What skills contributed towards data exploration and anaytics?
: Being able to install the necessary packages such as flexdashboard and shiny were necessary to get the analysis going. Adding, manipulating and organizing the code to produce the additional charts and clean format was necessary to have a dashboard that had a sequential feel and flow to it.
: The correlation matrix helps to show the correlation coefficients between the three metals of nickel, copper and aluminum. We can see that the matrix is symmetrical with each metal correlating with itself. We can see in the Metals Market percentage changes for price and size that a lot of the clustering for each metal happens during different time periods.
Business Remarks
:
How would the performance of these commodities affect the size and timing of shipping arrangements?

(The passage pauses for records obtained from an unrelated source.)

PR #1179, opened 2026-08-21
feat(cli): add usage explain

jdx:
`docs/spec/argv.md` opens by saying it exists to define "which token binds to which flag or argument". Nothing in the toolchain would show you that for a given command line — the parser knew and threw it away, so a value that was typed, a value from `$MYCLI_TOKEN` and a value from `default=` were indistinguishable once parsed.

That gap has a cost. mise's hand-written argv scanner silently ignores `mise --env=production` while `mise --env production` works ([jdx/mise discussion #8883](https://github.com/jdx/mise/discussions/8883)); PLAN.md's fleet survey lists eight more places where a CLI re-derives binding knowledge by hand.

```
$ usage explain -f examples/explain.usage.kdl \
      -e MYCLI_COLOR=never -e MYCLI_PROFILE=prod \
      -- mycli -j8 --env=prod build a b -- --raw

mycli -j8 --env=prod build a b -- --raw
command  mycli build

tokens
  [0]  mycli       program
  [1]  -j8         flag -j, value of jobs = "8", attached
  [2]  --env=prod  flag --env, value of env = "prod", attached
  [3]  build       subcommand build
  [4]  a           arg target = "a"
  [5]  b           refused, extra only accepts words after `--`
  [6]  --          separator
  [7]  --raw       arg extra = "--raw"

values
  flag  --jobs       8      argv [1]
  flag  --env        prod   argv [2]
  flag  --color      never  env MYCLI_COLOR
  flag  --profile    prod   env MYCLI_PROFILE
  flag  --strict     true   default_if --profile when="prod"
  arg   <target>     a      argv [4]
  arg   [-- extra]…  --raw  argv [7]

shadowed
  flag  --jobs   default 1     lost to argv [1]
  flag  --color  default auto  lost to env MYCLI_COLOR

errors
  Argument <extra> can only be set after a `--` separator
```

## Three commits

**`refactor(parse): carry phase-1 bindings on the word`** — no behaviour change, and its value is being reviewable as such. `prefix_bindings` was a `VecDeque` popped in step with `input`; two queues staying aligned is an invariant nothing checks, and it was delicate enough to need explaining at three call sites. It moves onto the word. The substitution is behaviour-preserving by construction: `prefix_bindings.pop_front().flatten()` returned `None` both for "phase 1 pushed `None`" and "phase 1 never reached this word", and the only consumer that distinguishes anything wants exactly that collapsed answer.

**`feat(parse)!: record where each value came from`** — the token trace and the value origins. Breaking: `ParseOutput` gains four fields and `#[non_exhaustive]`. Nothing outside the crate constructs one, and the semver gate is off below 6.x by design (`mise.toml:84`).

**`feat(cli): add usage explain`** — the command, a fixture spec, and the docs pointer on the grammar page.

## Design notes

- **Two tables, deliberately.** A table keyed by token cannot show a value that came from nowhere in argv; a table keyed by declaration cannot show a token that bound to nothing.
- **Origins are per occurrence, not per value or per binding.** A `delimiter` turns one token into several values, and `try_bind_default_missing` on a `var` flag appends to a list that may already hold argv values — so `--color=red --color` genuinely has two origins.
- **Synthesized words fold onto the token they came from.** `-sj8` is one word the caller wrote that names two flags and a value; its re-queued tails do not appear as tokens nobody typed.
- **Exit 0 even when the explained line fails.** The report succeeded. Exiting nonzero would kill the tool under `set -e`, in the case it exists for. Where the parse cannot continue at all, the binding phase is asked on its own and the report says the fallbacks did not run.
- **`ValueOrigin::Env` names the variable.** A flag may list `env`, `env_fallback` and `deprecated_env`; "from the environment" does not say which declaration fired or which to delete.

## Found while writing it

`double_dash="automatic"` on `argv` ends `usage explain`'s own flag parsing at the program name, but a later `--` is still honoured as a separator — which is what a78564c0 settled on purpose. So an explained line carrying its own `--` needs the leading separator. Documented on the field and pinned by a test rather than papered over.

## Not here, deliberately

- **Corpus vectors for token attribution.** Attribution is grammar-observable and `usage-argv` already has an `Event` stream that could be compared against it, but extending the corpus format obligates every implementation to answer it — a separate decision. `corpus/07-env-and-defaults.json`'s post-binding vectors are the specification this renders, so the option stays open.
- **Spelling suggestions** for unknown flags: no string-distance dependency in the workspace, and that is its own feature.

## Verification

`cargo test --all --all-features` (124 targets), `cargo test -p usage-conformance` — the refactor's real review — `cargo clippy --all --all-features -- -D warnings`, `mise run lint`, and `mise run render` leaving a clean tree.

Wall clock is **not** measured: this machine was at load average 34 and `lib/benches/parse.rs` moved ±40% on identical code, so any number would be noise. `usage-argv` is untouched, so the gated instruction counts in `benches/gate` cannot have moved. The change costs one `Vec<String>` clone per bound flag value and one push per recorded role, on `usage-lib`'s interpreter rather than the compiled parser.

---

> [!NOTE]
> **Medium Risk**
> Touches the core argv parser and expands public `ParseOutput` (breaking, `#[non_exhaustive]`). Intended parse behavior is preserved, but the binding-phase refactor is large and easy to get wrong on edge cases (bundles, mounts, separators).
> 
> **Overview**
> Adds **`usage explain`**: given a spec and a command line, it reports what each argv token bound to, where non-argv values came from (env, default, `default_if`, `default_missing`), shadowed defaults, and overrides. Text or JSON. Exits 0 even when the explained line fails, so the report is usable under `set -e`. Mounts are never spawned; empty injected answers are reused from lint.
> 
> The parser now keeps that provenance instead of throwing it away. `ParseOutput` is `#[non_exhaustive]` and gains `tokens`, `flag_origins`, `arg_origins`, and `overridden_flags`. New `Parser::explain` / `explain_refused` collect bindings without bailing on the first error. Phase-1 flag ownership moves onto each word (`Token::binding`) instead of a parallel `prefix_bindings` queue.
> 
> Docs, manpage, Fig completions, and a fixture spec (`examples/explain.usage.kdl`) cover the command; the grammar page’s example is snapshot-tested against real output.
> 
> <sup>Reviewed by [Cursor Bugbot](https://cursor.com/bugbot) for commit 6e928d2dbc6b2f9c7675582d204d3e7a1cb85e64. Bugbot is set up for automated code reviews on this repo. Configure [here](https://www.cursor.com/dashboard/bugbot).</sup>

## Summary by CodeRabbit

- **New Features**
  - Added `usage explain` to show how command-line tokens are interpreted, including values from defaults and environment settings.
  - Supports specifications from files, stdin, or inline text, with text or JSON output, view selection, and repeatable environment overrides.
  - Reports parsing issues alongside partial results while completing successfully.
  - Added `--install` and `--force` options to completion generation.

- **Documentation**
  - Added CLI reference documentation, usage examples, completion support, and guidance on argument provenance and deprecation warnings.


jdx:
Rebased onto `main` (`9e5c3898`) — the three-way conflicts were in `lib/src/parse.rs` and `cli/src/cli/mod.rs`, all from main moving under the branch rather than from disagreement:

- The two `env_names()` sites the branch had rewritten to capture *which* variable fired are now main's `first_set_env` helper, which already returns the name.
- `Parser::parse`'s error bail had moved into the branch's `parse_collecting`; main's `warn::retain_reached` stays in `parse_collecting` so `explain` sees the same filtered warnings.
- Main added four new early exits (`--version`, `supplied_short`) calling `record_cursor`, which the branch had replaced with `record_stop`. They now go through `record_stop`, so those exits close the token trace like every other one.
- `Explain` implements `usage_rs::Run`, since dispatch is generated from the enum now (#1182) rather than hand-written.

## Review feedback

**Consumed tokens with no recorded role** (CodeRabbit, `lib/src/parse.rs`) — real, all three paths. Fixed in `90949fc8`, but not as `Refused`: those words were not refused, they did a job. A `value_terminator` ends a run of values without being one of them, which is the whole reason it was declared, and a `restart_token` resets the positional cursor. So two new `TokenRole` variants, `ValueTerminator { ends }` and `Restart`, named after what the word did. Three tests pin them.

**Exit status before stdout** (CodeRabbit) — right, a failed run has empty stdout and the test reported a string difference instead. Folded into a `stdout_of` helper used by all three sites.

**`--env` without `=`, `synthesized` = true, the both-phases-failed branch** — all pinned now.

**`OutputFormat::from_str`** — delegates to the derived `ValueEnum` instead of matching the same two words again.

Verified: `cargo test --all --all-features`, `cargo clippy --all --all-features -- -D warnings`, `mise run lint`, `mise run render` clean. The `markdown` benchmark's +10.86% was measured against the old base; the rebase re-runs it against current `main`.

jdx:
Four findings from the latest round, all real, in `f63de8f4` and `6e928d2d`.

**Explain loses prior bindings on a hard fail** (Bugbot, High) — correct, and the comment claiming otherwise was the tell. A failure the binding phase cannot continue past leaves through `?`, and the trace the loop owned went with it — so the one case a report exists for produced no tokens at all. The trace now belongs to the caller: `Parser::explain_refused` hands back either the binding phase's own output (the failure came after it) or the tokens it managed (the failure is where it died), the word that caused it carries a role saying so, and the rest of the queue is marked unread.

```
mycli --env=x -l boom later

tokens
  [0]  mycli    program
  [1]  --env=x  refused, no declaration takes this word
  [2]  -l       not read
```

**Help tokens look unbound** (Bugbot, Medium) — `--help`, `-h`, `--version` and `-V` recorded nothing, so the word read as having bound nothing while a whole help page arrived under `errors`. They are `TokenRole::Builtin` now, and the help page is no longer listed as a failure: the invocation worked.

Writing that turned up the reason it looked unbound at all — the CLI's role conversion had a `_ => Self::Unread` catch-all for the `#[non_exhaustive]` role list, so the new role was silently relabelled "not read". `Unread` is a claim about the word, and saying it about a word the parser acted on is worse than admitting the report is behind the parser, which is what it says now.

**Override rows hardcode the long spelling** (Bugbot, Low) — right, a short-only flag was reported as `--q`. Both sides go through `flag_display` now, as the values and shadowed tables already did.

**`explain` can execute mounts** (CodeRabbit, Major) — correct and worth taking seriously: a command that reads two inputs and prints a report should not spawn whatever a spec file names, least of all a spec file that arrived attached to a bug report. It now injects mount answers exactly as `lint` does — empty first, then a spec declaring nothing — so a line inside the command's own vocabulary is explained exactly and one under a mounting command is explained on the declarations that are readable. `empty_mount_answers` moved up beside `OutputFormat`; both callers want it for the same reason. Test: `a_mount_is_never_run_to_answer_a_report`, using `mount run=\"false --usage\"` so a spawn would be visible.

Full suite, clippy `-D warnings` and `mise run render` clean.

jdx:
### The failing gate is measuring the fixture, not the code

`markdown` +11.01% is entirely this PR's spec growth. The benchmark runs `usage g markdown -mf cli/usage.usage.kdl`, and this PR adds a command to that spec — so there is one more page to render.

Isolated on one machine, callgrind instruction counts, same release profile:

| binary | spec | instructions |
| --- | --- | --- |
| `main` | `cli/usage.usage.kdl` (main) | 224,794,149 |
| this PR | `cli/usage.usage.kdl` (main) | 224,877,854 |
| this PR | `cli/usage.usage.kdl` (this PR) | 249,873,081 |

This PR's binary against main's spec is **+0.04%** — noise. Against its own spec it reproduces the gate's number (CI measured 251,811,255 for the head and 226,846,576 for the base). The generator does the same work per page it did before.

That is the same finding as #1171's, and the same underlying property: `cli/usage.usage.kdl` grows whenever `usage` gains a command, so every command-adding PR trips a 1% gate. `tak.toml` already names this situation for the shadow benchmarks — "a gate that fires for that teaches people to ignore it." Pointing `bench.markdown` at `benches/mise.usage.kdl`, which does not move when the CLI does, is the fix; it belongs in its own PR since it resets the series.

The provenance work itself is on `usage-lib`'s interpreter, and the gated `usage-argv` counts are untouched.

PR #658, opened 2025-12-11
fix: add max token truncation logic to agent_with_loop

hwixley:
## Context
To match truncation logic in `build_agent` - this truncation logic fixes a bug where if tool responses are over max tokens they are unused instead of truncated resulting in empty responses

## What
Ensures tool responses are truncated to fit max_tokens if they go over rather than discarding the results

- [ ] Yes

- [ ] No

1. Do a chat request that results in high token output tool responses, this can be replicated when doing heavy operations on documents, for example multiple operations on large documents
2. Validate from logs that a tool response went over max tokens and if-so validate it was still used


redbox/redbox/graph/nodes/processes.py
```diff
@@ -645,23 +655,48 @@ def local_loop_condition():
...
+                        if remaining_tokens > 0:
+                            log.warning(
+                                f"{log_stub} Truncating tool output to fit remaining token budget ({remaining_tokens})."
+                            )
+                            truncated = truncate_to_tokens(res.content, remaining_tokens)
+                            result_content.append(truncated)
+                            current_token_counts += bedrock_tokeniser(truncated)
+                        else:
+                            log.warning(f"{log_stub} No remaining token budget ({max_tokens}). Skipping.")
+                        break  # Max reached — stop processing further results
```
dougmills-DIT: Unit tests? I had a look and i can't see any existing tests covering this code

dougmills-DIT (changes requested):

PR #740, opened 2026-01-16
fix: codepipeline integration with Procfile

nboyse:
- [ ] Yes

- [ ] No


nboyse:
fixed by https://github.com/uktrade/redbox-deploy/pull/90

PR #804, opened 2026-02-06
add artifact agent

saisakul:

## Context

Adding a new Artefact Builder agent which can take any format, and criteria for creating an aritifact.

## What

- add new `ArtifactAgent` which extends `WorkerAgent` but have update `artefact_criteria` property rather agents_results`.
- add new Artefact Builder agent with its config 
- update the retriever so it default to return 30 files metadata
- add artefact_criteria in state so it can be used by Evaluator agent 
- update the `build_retrieve_knowledge_base` tool to allow extraction of a specific file
- 

- [x] Yes

- [x] No

### DIFF
--- a/redbox/tests/graph/agents/test_agent.py
+++ b/redbox/tests/graph/agents/test_agent.py
@@ -2,7 +2,8 @@ import pytest
 from langchain_core.messages import AIMessage
 from pytest_mock import MockerFixture
 
-from redbox.graph.agents.configs import AgentConfig, PromptConfig, PromptVariable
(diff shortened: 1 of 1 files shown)


redbox/redbox/retriever/queries.py
```diff
@@ -122,6 +123,7 @@ def get_minimum_metadata(
     )
 
     return {
+        "size": 30,
```
hwixley: If limiting to 30 should we sort by created date ?

PR #884, opened 2026-03-10
Feature/datahub feedback queue

nora-errouhly:
Currently, we have a Datahub agent that can retrieve company information. In case of multiple records, the Datahub agent should ask the user for feedback to confirm which company is relevant. Then Datahub agent should answer user question and any follow up question based on the chosen relevant company. If only a single record is returned from Datahub then no user feedback is requested.
ways to test:
- Extract companies details about cobalt. (should return multiple companies asking for user feedback).
- Extract companies details about Cobalt Crescent Holdings. (should not trigger user feedback)


hwixley:
Continuing on noras work:

- Added extra `metadata` field to server-side responses allowing the server to tell us if user feedback is required or not. If it is, a reason is provided and injected into agent prompt.
- Added new task status `REQUIRES_USER_FEEDBACK`
- Setup node in the graph that exits early if task has user feedback status and routes appropriately, allowing future tasks to use the same logic for user feedback
- Updated run_tools_parallel to parse the MCP metadata responses
- Forked build_agent_with_loop for datahub agent to avoid changing logic of loop agent - this is temporary given saisakul mentioned we want to refactor that to align with WorkerAgent class

nora-errouhly (commented):
new changes from Harry looks good. cannot approve PR myself as I posted the original PR.

david-okeke1337 (approved):

PR #889, opened 2026-03-11
bugfix: fix mcp server stale connections, and datahub agent tool_call hallucinations

hwixley:
## Context
Solves issues with app when there are connection issues with MCP server:

1. When app starts up and cant connect to MCP datahub agent has no tools, when MCP server starts up later app does not try reload the tools.

2. When unable to connect to the MCP server, Datahub agent has no tools. When this happens the agent is prone to start hallucinating tool calls in its message meaning it returns bad responses to user (ie. saying it is doing a search in background, or that the search failed).

## What
1. To prevent stale MCP connections, ensure the app retries to reload the MCP tools if not set using async task in consumer.

2. To prevent tool_call hallucinations being fed back to the user we added a check if tools is non-empty in `build_agent_with_loop` and only then call tool runner and successfully complete the task. Otherwise fail the task.

- [ ] Yes

- [ ] No

1. Run app without MCP server running
2. Check responses to datahub questions say it is unable to retrieve information
3. Start MCP server
4. App should reload datahub agent tools and be able to answer datahub questions


django_app/redbox_app/redbox_core/consumers.py
```diff
@@ -69,6 +71,49 @@
 logger.info("WEBSOCKET_SCHEME is: %s", settings.WEBSOCKET_SCHEME)
 
 
+async def wait_for_health(
```
nora-errouhly: can you add docstrings to your new functions outlining what they are doing, and what they returns..

nora-errouhly (commented):
need to add more docstrings and comments especially on consumers.py

PR #931, opened 2026-03-27
fix: refactor run tools parallel to class

hwixley:
## Context
Refactor run_tools_parallel to dedicated Class for modular logic, allowing better testing, readability, and extensibility.

## What
Refactored logic in `run_tools_parallel` to class for more modular components, better testing capability, and better extensibility through more structured return types.

Flow:
1. Initialise runner ie. `my_runner = ToolRunner(...)`
2. Run the runner ie. `my_runner.run(tool_calls=...)`
3. Get results from structured return type dataclass `ToolExecutionResult` which includes responses and failed_tools

- [x] Yes

- [ ] No

Test the tool runner across all different agents/tools


lizzie-perry-dbt (approved):
Tested locally and agents work as expected for me! Nice work :)

redbox/redbox/graph/nodes/runner/runner.py
```diff
@@ -0,0 +1,234 @@
...
+from redbox.graph.nodes.runner.wrap_async import wrap_async_tool
+
+log = logging.getLogger(__name__)
+
+
+@dataclass
+class ToolExecutionResult:
+    """Result of parallel tool execution."""
+
+    responses: List[AIMessage]
```
saisakul: please add in field description and default value.

redbox/redbox/graph/nodes/runner/runner.py
```diff
@@ -0,0 +1,234 @@
...
+    failed_tools: List[str]
+
+    @property
+    def is_success(self) -> bool:
```
saisakul: where are these properties used?

redbox/redbox/graph/nodes/sends.py
```diff
@@ -74,282 +66,39 @@ def _tool_send(state: RedboxState) -> list[Send]:
...
-                    f"{log_stub} Completed. Successful parallel tool responses: {len(responses)}. Responses: {responses}"
-                )
-                return responses
-            else:
-                log.warning(
-                    f"{log_stub} Every tool execution has failed or timed out after {per_tool_timeout} seconds."
-                )
-                return None
+        try:
+            result = runner.run(tool_calls=ai_msg.tool_calls)
```
saisakul, line 92: It seems we are not using `failed_tools` anywhere?

redbox/redbox/graph/nodes/runner/runner.py
```diff
@@ -0,0 +1,234 @@
...
+
+    def _submit_all(self, tool_calls: list[ToolCall]) -> dict[Future, dict]:
+        """Submit every tool call to the executor, skipping and logging any that fail to launch."""
+        futures = {}
+
+        for tool_call in tool_calls:
+            tool_name = tool_call.get("name")
+            try:
+                res = self.submit(tool_call=tool_call)
+                if res is None:
```
saisakul: in what case do we expect to see res is None?

saisakul:
in `tool_exceptions.` tests, please assert that the content contains what was expected e.g.  tool x returned None

redbox/redbox/graph/nodes/runner/runner.py
hwixley: good spot, yes these are deprecated now will remove

redbox/redbox/graph/nodes/runner/runner.py
hwixley: yeah good spot, think this check was leftover from previous implementation that returned Nones in run_with_timeout (which is deprecated in favour of leveraging per-tool timeouts on future.result(...))

have removed this check and fixed self.submit signature to not have optional return type

redbox/redbox/graph/nodes/sends.py
hwixley: yes good spot, i am thinking of maybe doing a separate PR to leverage failure results

saisakul (approved):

: The performance of these commodities would have a big impact on the size and timing of the shipping arrangements. Because the ships used are tramp freight liners, they give the company the most flexibility in sourcing the best priced and available metals. The downside is the $250 million that is set aside for receivable as the company would have to ensure they make enough to cover the these monies. The company would have to ensure it is sourcing enough metals at the right price to break even.
How would the value of new shipping arrangements affect the value of our business with our current customers?
How would we manage the allocation of existing resources given we have just landed in this new market?
: We can see that the prices for nickel have the most volatility where the prices for copper are more stable. The price changes for aluminum fall in the middle so I would suggest putting less focus on allocating resources or focus on sourcing nickel and more on copper and aluminum.